The damped trend method tries to depress the trend to be flat at some point in the future. The rate of that “depressing” is \(\phi\), which is given by \(0.8\). \(\alpha\) and \(\beta\) are the smoothing parameters for the level and for the trend, respectively, Sigma, \(\sigma\), is the standard deviation of residuals, \(AIC\) is the Akaike Information Criterion which gives an estimation of how well the model fits the data, the lower the better. \(AICc\) is the corrected Akaike Information Criterion to correct for the sample size and the number of parameters. \(BIC\) is Bayesian Information Criteria. For more on \(AIC\) and \(BIC\), see: (Claeskens and Hjort, \(2008\), pp. \(22\)-\(98\)).

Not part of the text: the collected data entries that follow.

PR #710, opened 2024-01-19
[Bugfix] Fix a bug in launch.py when it is lauching remap commands.

classicsong:
*Issue #, if available:*
When launching remap commands in a distributed env, launch.py continuously appends new arguments into the launch command. For example:

```
PYTHONPATH=/opt/conda/bin:/root/dgl/tools:/opt/ml/code/graphstorm/python; /opt/conda/bin/python3 -m graphstorm.gconstruct.remap_result --cf config.yaml --restore-model-path /opt/ml/gsgnn_model --save-embed-path /tmp/infer_output/embs --save-embed-path /tmp/infer_output/embs --ip-config ip_list.txt --part-config metadata.json --rank 0 --world-size 16 --with-shared-fs False --num-processes 1 --output-chunk-size 100000 --preserve-input False --rank 1 --world-size 16 --with-shared-fs False --num-processes 1 --output-chunk-size 100000 --preserve-input False

PYTHONPATH=/opt/conda/bin:/root/dgl/tools:/opt/ml/code/graphstorm/python; /opt/conda/bin/python3 -m graphstorm.gconstruct.remap_result --cf config.yaml --restore-model-path /opt/ml/gsgnn_model --save-embed-path /tmp/infer_output/embs --save-embed-path /tmp/infer_output/embs --ip-config ip_list.txt --part-config metadata.json --rank 0 --world-size 16 --with-shared-fs False --num-processes 1 --output-chunk-size 100000 --preserve-input False --rank 1 --world-size 16 --with-shared-fs False --num-processes 1 --output-chunk-size 100000 --preserve-input False --rank 2 --world-size 16 --with-shared-fs False --num-processes 1 --output-chunk-size 100000 --preserve-input False
```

#let's see the accuracy of our model.
accuracy(ets(world_ts))
## ME RMSE MAE MPE MAPE MASE
## Training set 0.008622907 0.09729994 0.07628865 0.2485306 1.856737 0.8768713
## ACF1
## Training set -0.02579842
\(ME\) is the Mean Error, \(RMSE\) is the Root Mean Squared Error, \(MAE\) is the Mean Absolute Error, \(MPE\) is the Mean Percentage Error, \(MAPE\) is the Mean Absolute Percentage Error, \(MASE\) is the Mean Absolute Scaled Error, and \(ACF1\) is the AutoCorrelation of Error at lag \(1\).
#let's forecast!
#it will show the intervals at 80% and 95% confidence. you can change the level of confidence if you want.
forecast(ets(world_ts))
## Point Forecast Lo 80 Hi 80 Lo 95 Hi 95
## 2017 4.517768 4.376439 4.659096 4.301624 4.733911
## 2018 4.487264 4.253763 4.720765 4.130155 4.844373
## 2019 4.462861 4.140282 4.785441 3.969518 4.956204
## 2020 4.443339 4.034156 4.852522 3.817548 5.069130
## 2021 4.427721 3.934747 4.920696 3.673782 5.181661
## 2022 4.415227 3.841547 4.988907 3.537859 5.292595
## 2023 4.405232 3.754050 5.056413 3.409335 5.401128
## 2024 4.397235 3.671748 5.122723 3.287698 5.506772
## 2025 4.390838 3.594149 5.187527 3.172408 5.609269
## 2026 4.385721 3.520790 5.250651 3.062924 5.708517
Let’s get to the final result:
#to summarize what we got so far
summary(forecast(ets(world_ts)))
##
## Forecast method: ETS(M,Ad,N)
##
## Model Information:
## ETS(M,Ad,N)
##
## Call:
## ets(y = world_ts)
##
## Smoothing parameters:
## alpha = 0.9891
## beta = 0.4135
## phi = 0.8
##
## Initial states:
## l = 3.0286
## b = 0.0094
##
## sigma: 0.0244
##
## AIC AICc BIC
## -26.11861 -24.43861 -13.86030
##
## Error measures:
## ME RMSE MAE MPE MAPE MASE
## Training set 0.008622907 0.09729994 0.07628865 0.2485306 1.856737 0.8768713
## ACF1
## Training set -0.02579842
##
## Forecasts:
## Point Forecast Lo 80 Hi 80 Lo 95 Hi 95
## 2017 4.517768 4.376439 4.659096 4.301624 4.733911
## 2018 4.487264 4.253763 4.720765 4.130155 4.844373
## 2019 4.462861 4.140282 4.785441 3.969518 4.956204
## 2020 4.443339 4.034156 4.852522 3.817548 5.069130
## 2021 4.427721 3.934747 4.920696 3.673782 5.181661
## 2022 4.415227 3.841547 4.988907 3.537859 5.292595
## 2023 4.405232 3.754050 5.056413 3.409335 5.401128
## 2024 4.397235 3.671748 5.122723 3.287698 5.506772
## 2025 4.390838 3.594149 5.187527 3.172408 5.609269
## 2026 4.385721 3.520790 5.250651 3.062924 5.708517
#plot our forecast
plot(forecast(ets(world_ts)))
It seems that, on average, the emissions won’t increase significantly, which we hope to be true!
Keep in mind that we looked into the emissions data only without controlling for any variable that might affect the level of emissions.
Finally, I want to say that I didn’t aim to be rigorous. I just wanted quickly, in my free time, to look into something that interests me and sharing it, so it might open a door for a new idea for someone else or for me in the future.
Claeskens, G., Hjort, N. L. (2008): Model Selection and Model Averaging. Cambridge: Cambridge University Press.
Hamilton, J. D. (1994): Time Series Analysis. New Jersey: Princeton University Press.
Hyndman, R. J., Khandakar, Y. (2008): “Automatic Time Series Forecasting: the forecast Package for R”. Journal of Statistical Software, Vol.(27)(3), 1-22.